"Was ist eigentlich Mittelstand?" - Studie soll Klarheit schaffen
Im Rahmen einer neuen Workshop-Reihe des Bundesministeriums für Wirtschaft und Technologie unter der Überschrift "Netzwerk Mittelstand" präsentierte IfM-Präsidentin Prof. Welter, die Konturen eines Forschungsvorhabens zur Klärung des Mittelstandsbegriffs.
24.05.2013
Berlin, 15.05.2013 — Zum Auftakt einer neuen Workshop-Reihe des Bundesministeriums für Wirtschaft und Technologie unter der Überschrift "Netzwerk Mittelstand", zu der der Abteilungsleiter Mittelstandspolitik, Dr. Eckhard Franz, rund 40 Verbände und Organisationen mit fachlichem Bezug eingeladen hatte, präsentierte die neue Präsidentin des Instituts für Mittelstandsforschung Bonn, IfM, Professor Dr. Friederike Welter, die Struktur eines groß angelegten Forschungsvorhabens unter der Überschrift "Mittelstand – Was ist das eigentlich?" Obwohl der deutsche Mittelstand zwischenzeitlich weltweit aufgrund seiner Erfolgsgeschichte große Bewunderung erfährt, scheitert letztlich immer wieder der Versuch einer klaren wissenschaftlichen Definition und Bestimmung der richtigen Messgrößen.
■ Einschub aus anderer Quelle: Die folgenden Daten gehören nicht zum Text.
PR #264, opened 2026-08-25
fix(testutil): trust TMUX_TMPDIR, not a flag, for tmux test isolation bypass

gabrielassisxyz:
## What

Gerade vor dem Hintergrund einer zunehmenden Ausdifferenzierung der Unternehmerlandschaft aufgrund von Strukturwandel, Wandel der Erwerbsarbeit, Globalisierung und vielen anderen Einflüssen, sei beispielsweise eine gezielte Förderpolitik erheblich erschwert.
Zentrale Untersuchungsfragen der Studie seien die quantitative Bedeutung des Merkmals der Konzernabhängigkeitim Mittelstand, die Analyse der Operationalisierung der primären qualitativen Merkmale des Mittelstands, die Abgrenzung von Mittelstand und Familienunternehmen und die Identifikation von sekundären qualitativen Merkmalen der Unternehmensführung und des unternehmerischen Verhaltens im Mittelstand.Die sich anschließende rege Diskussion fokussierte insbesondere auf die nicht immer sauber abgrenzbare Relation von Eigen- und Fremdmanagement, sowie auf sehr unterschiedliche Interpretationen von "Abhängigkeit". Deutlich wurde bei der Diskussion auch, dass sich die Untersuchung nicht auf rein quantitative Merkmale beziehen darf, da der Mittelstand auch eine sehr starke kulturelle und emotionale Bedeutung habe. Hierzu ergeht ein Hinweis auf eine Schlagzeile des Handelsblatts vom 9.01.2012: "Mittelstand – ein sehr deutsches Gefühl?!"
Am Rande der Zusammenkunft verabredeten MITTELSTANDSVERBUND-Haupgtgeschäftsführer Dr. Ludwig Veltmann und Professor Friederike Welter einen engen fachlichen Austausch zur Studie. Veltmann lenkte hierbei den Blick auf die besondere Bedeutung der überbetrieblichen Zusammenarbeit in Verbundgruppen für den Erhalt der unternehmerischen Unabhängigkeit und Leistungskraft im Mittelstand.